Шрифт:
Интервал:
Закладка:
ДРУГАЯ ИСТОРИЯ
Какой представлялась на Западе литература сталинского периода до войны? На протяжении долгого времени отношение к ней было таким же, как ко всему советскому проекту: его противники старались разглядеть в ней признаки упадка и деградации, сторонники — приметы будущего радикального обновления. Даже наиболее благоволившие СССР западные интеллектуалы видели в нем не образец, а эксперимент, и примерно в том же ракурсе аттестовал советскую литературу Жданов на Первом съезде советских писателей. В своем выступлении он заявлял, что эта литература сильна тем, что служит новому делу, но требованиям эпохи пока еще не отвечает399. Война изменила отношение к СССР, а вместе с ним и статус советской литературы: она перестала быть экспериментом и стала отражением жизни страны, отстаивающей общие с Западом ценности в борьбе с общим врагом. Теперь она воспринималась как способ узнать советский народ и в этом качестве требовала нового знакомства. Военные годы стали периодом не только массового издания советских произведений в Великобритании и США, но и попыток Запада вписать советскую литературу в мировую. В 1930‐е главными экспертами по советской литературе на Западе оставались русские эмигранты, и спрос на их аналитику во время войны вырос. В 1942 году в США в издательстве Пенсильванского университета вышел второй том «Очерков по истории русской культуры» Павла Милюкова — обзор русской архитектуры, литературы, музыки и живописи, изданный в России еще до революции, затем переизданный в Париже в русскоязычном издательстве «Современные записки», а теперь переведенный на английский, переработанный и дополненный главами о состоянии искусств после установления советской власти. В 1944 году в Лондоне вышла книга Глеба Струве «25 лет советской русской культуры» — также переработанное издание более ранней работы, выпущенной в 1935 году. И Струве, и Милюков смотрели на советскую литературу сквозь призму дореволюционной, и оба видели в современности упадок.
Собственно сталинскому периоду у Милюкова посвящено не так много места, но очерченный им вектор движения литературы после революции недвусмысленно указывал на то, что литература в СССР переживает не лучшие времена. Если первые послереволюционные годы были периодом поэтического энтузиазма и революционной героики, если время НЭПа стало возвращением в литературу повседневности, психологизма и «попутчиков», то в сталинский период контроль над литературой ужесточился, а разнообразие форм участия в литературной жизни резко сократилось.
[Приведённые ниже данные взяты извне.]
Issue #3683, opened 2025-09-08
VecMat fusion autotune bug


laggui:
Running wgpu tests fails due to vecmat fusion autotune:

```sh
cargo test  --lib --bins --examples -p burn-wgpu --color=always --release
```

```
  thread 'tests::cube_fusion::autodiff::f32_ty::ad_transpose::tests::should_diff_swap_dims' panicked at /home/agent/.cargo/git/checkouts/cubecl-058c47895211d464/5a4ad7f/crates/cubecl-runtime/src/tune/local.rs:155:26:
  Should run when selected by autotune.: Unknown("RunnerError(LaunchError(Unable to launch matmul because the config is invalid: \"Lhs and Rhs must have same line size, got lhs=1 and rhs=2\"\n))")
```

When running the failing test `should_diff_swap_dims` only, from a clean cache, it passes (but if you run it using the current cache it will fail, as expected):

```sh
cargo test  --lib --bins --examples -p burn-wgpu --color=always --release should_diff_swap_dims
```

And if we remove (comment out) the `SimpleVecMat` and `DoubleVecMat` tunables when running all the tests, there are no issues.

https://github.com/tracel-ai/burn/blob/ff5f34e0f8b56b26a07e23292afde039983f4670/crates/burn-cubecl-fusion/src/matmul/tune.rs#L84-L89

It looks like the vecmat are selected by a previous test during autotune, so when running `should_diff_swap_dims` it is selected as the fastest but fails to execute at runtime due to line size mismatch.

wingertge:
It seems to be introduced by this PR, or at least the error doesn't happen before. Since the PR specifically mentions changing the swapped dimension logic it seems related.
<https://github.com/tracel-ai/burn/pull/3627>

PR #3775, opened 2025-09-23
Feat/multi streams 

nathanielsimard:
* Add a new multi-streams strategy for wgpu
* Enable multi-streams for cuda and hip


laggui:
GPU CI failure is due to the autotune issue that we discussed on discord 😅 

#3683

PR #3786, opened 2025-09-25
Add outer and outer_batch ops in linalg

huy209vn:
Pull Request
Checklist

 [v] Confirmed that cargo run-checks command has been executed.

[v] Made sure the book is up to date with changes in this PR.

Related Issues/PRs

Contributes to [#1538](https://github.com/tracel-ai/burn/issues/1538)
 — Linear algebra operations.

Changes

Added linalg::outer(x, y) to compute the outer product of two 1-D vectors.

Shapes: (m,) ⊗ (n,) → (m, n).

Equivalent to torch.outer / numpy.outer.

Added linalg::outer_batch(x, y) for batched outer products of 2-D inputs.

Shapes: (batch, m) ⊗ (batch, n) → (batch, m, n).

Each pair (x[b], y[b]) produces one (m, n) matrix.

Updated Linalg Functions table in the Book with both new ops.

Integrated new ops into burn-tensor module exports and test harness.

Testing

Added outer tests covering:

Correctness vs expected matrices

Shape asymmetry ((m,n) vs (n,m))

Zero vectors (left/right)

Negative values and integer inputs

Equivalence with reshape + matmul

Vector identity (u ⊗ v)w == u(v⋅w)

Length-one vectors

Large magnitude stability (no overflow)

NaN propagation

Added outer_batch tests covering:

Basic correctness with small batches

Shape checks (batch, m, n)

Zero batch inputs

Positive/negative value propagation

Integer batch inputs

Consistency with looping over outer

NaN propagation within batches

### DIFF
--- a/burn-book/src/building-blocks/tensor.md
+++ b/burn-book/src/building-blocks/tensor.md
@@ -384,11 +384,13 @@ strategies.
 
 ## Linalg Functions
 
-| Burn API                               | PyTorch Equivalent                        |
-|----------------------------------------|-------------------------------------------|
-| `linalg::vector_norm(tensors, p, dim)` | `torch.linalg.vector_norm(tensor, p, dim) |
-| `linalg::diag(tensor)`                 | `torch.diag(tensor)`                      |
-| `linalg::trace(tensor)`                | `torch.trace(tensor)`                     |
+| Burn API                                   | PyTorch Equivalent                               |
+|--------------------------------------------|--------------------------------------------------|
+| `linalg::vector_norm(tensors, p, dim)`     | `torch.linalg.vector_norm(tensor, p, dim)`       |
+| `linalg::diag(tensor)`                     | `torch.diag(tensor)`                             |
+| `linalg::trace(tensor)`                    | `torch.trace(tensor)`                            |
+| `linalg::outer(x, y)`                      | `torch.outer(x, y)`                              |
+| `linalg::outer_batch(x, y)`                | `torch.einsum("bi,bj->bij", x, y)` (no direct op)|
 
 ## Displaying Tensor Details
 
--- a/crates/burn-tensor/src/tensor/linalg/outer.rs
+++ b/crates/burn-tensor/src/tensor/linalg/outer.rs
@@ -1,0 +1,43 @@
+use crate::backend::Backend;
+use crate::tensor::{BasicOps, Tensor};
+use crate::{Numeric, Shape};
+/// Computes the outer product of two 1D tensors (vectors).
+///
+/// Given `x` of shape `(m,)` and `y` of shape `(n,)`, returns a tensor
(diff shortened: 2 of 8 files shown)


laggui (changes requested):
Thanks for the addition! 

The implementation LGTM, but instead of having separate functions for vectors / batch I would only have `linalg::outer`.

We can check the input rank and adjust the shape accordingly. Panic if rank > 2, and clearly state this in the docs.

Because const generic expressions are not supported (`Tensor<B, {D+1}, K>`), that will likely require a const rank for the input and output, but it matches other APIs.

Side note: for large batched tensors, `x_col.matmul(y_row)` might be more performant but we'd have to benchmark to know. So we can keep the broadcasted elemwise atm.

huy209vn:
i merged outer with outer_batch.

burn-book/src/building-blocks/tensor.md
```diff
@@ -385,13 +385,17 @@ strategies.
...
-| `linalg::vector_norm(tensors, p, dim)` | `torch.linalg.vector_norm(tensor, p, dim) |
-| `linalg::diag(tensor)`                 | `torch.diag(tensor)`                      |
-| `linalg::trace(tensor)`                | `torch.trace(tensor)`                     |
+
+| Burn API                               | PyTorch Equivalent                                 |
+|----------------------------------------|----------------------------------------------------|
+| `linalg::vector_norm(tensors, p, dim)` | `torch.linalg.vector_norm(tensor, p, dim)`         |
+| `linalg::diag(tensor)`                 | `torch.diag(tensor)`                               |
+| `linalg::trace(tensor)`                | `torch.trace(tensor)`                              |
+| `linalg::outer(x, y)`                  | `torch.outer(x, y)` / `einsum("bi,bj->bij", …)`    |` (no direct op)|
```
laggui: Left over column? If there is no direct equivalent we usually mark it as N/A.

```suggestion
| `linalg::outer(x, y)`                  | `torch.outer(x, y)` / `einsum("bi,bj->bij", …)`    |
```

crates/burn-tensor/src/tensor/linalg/outer.rs
```diff
@@ -0,0 +1,48 @@
...
+/// - D = 2, R = 3: batched (b, m) × (b, n) → (b, m, n)
+///
+/// Panics:
+/// - if D > 2
+/// - if (D, R) is not (1,2) or (2,3)
+/// - if D = 2 and batch dimensions differ
+///
+/// Notes:
+/// - For large batched inputs, `x_col.matmul(y_row)` *might* be more performant
+///   than broadcasted elemwise multiply; benchmarking needed to confirm.
```
laggui: Tiny nitpick: I would keep this as a regular comment on the current implementation, not on the doc.

PR #3788, opened 2025-09-25
ci: add dispatch trigger publish workflow and bump xtask to 2.1.10

syl20bnr:
When this PR is merged it is possible to execute the `publish` workflow manually and set the parameter `--dry-run-only`. Handy to test that the workflow actually works after a modification.


laggui (approved):
Thanks 🙏 

Should probably update the Cargo.lock too with the new xtask version

PR #3791, opened 2025-09-25
Add uint16 to onnx-ir

TheGhostHuCodes:
### Checklist

All tests except these 4 passed. I think this might be floating-point precision issues. I'm running these tests on AppleSilicon. I don't think my changes would have affected this part of the code.

```
failures:
    tests::autodiff::ad_div::tests::test_div_complex_2
    tests::autodiff::ad_log_sigmoid::tests::should_diff_log_sigmoid
    tests::autodiff_checkpointing::ad_div::tests::test_div_complex_2
    tests::autodiff_checkpointing::ad_log_sigmoid::tests::should_diff_log_sigmoid
```

### Related Issues/PRs

None

### Changes

Added `Uint16` as a element type in `onnx-ir`. I'm using `onnx-ir` as a as an ONNX parser, and ran into an issue where a model takes a type `Uint16` input tensor. This fixes the issue on my end, and I am able to parse the ONNX model to completion.

### Testing

Manually tested on my local machine to ensure that a model using uint16 input parses.

### DIFF
--- a/crates/burn-import/src/burn/node/cast.rs
+++ b/crates/burn-import/src/burn/node/cast.rs
@@ -44,6 +44,7 @@ impl<PS: PrecisionSettings> NodeCodegen<PS> for CastNode {
                     ElementType::Int32
                     | ElementType::Int64
                     | ElementType::Int8
+                    | ElementType::Uint16
                     | ElementType::Uint8 => ScalarKind::Int64,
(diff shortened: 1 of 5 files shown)


antimora (approved):
LTGM

Thank you for you contribution.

Одни писатели вынуждены были либо эмигрировать, либо перестать писать, других не печатали (именно с запретом «Бани» и «Клопа» Милюков связывает самоубийство Маяковского), от оставшихся потребовали перестать быть художниками и стать пропагандистами. Завершался очерк словами, что в существующих в СССР политических условиях дальнейший упадок творческой активности писателей кажется неизбежным, хотя даже в таких обстоятельствах русская литература еще сохраняет признаки жизни и способность к сопротивлению. К очерку прилагался постскриптум редактора, призванный компенсировать скудность сведений о сталинском периоде. Редактором издания был Михаил Карпович — тоже русский эмигрант, гарвардский профессор, один из основоположников американской русистики. Карпович знакомил читателя с явлением социалистического реализма, отмечая, что полноценного определения у этого термина по-прежнему нет, а в нем самом заложено очевидное противоречие: «реализм» в его названии предполагает требование описывать реальность так, как ее видишь, но «социалистический» четко определяет, как именно ее нужно видеть, что автоматически подрывает основы собственно реализма. Со всей очевидностью о социалистическом реализме Карпович мог сказать лишь то, что он требовал от авторов тенденциозности и подчинения политическим требованиям. Написанное в октябре 1941 года, это послесловие подтверждало опасения, которыми завершался очерк Милюкова400.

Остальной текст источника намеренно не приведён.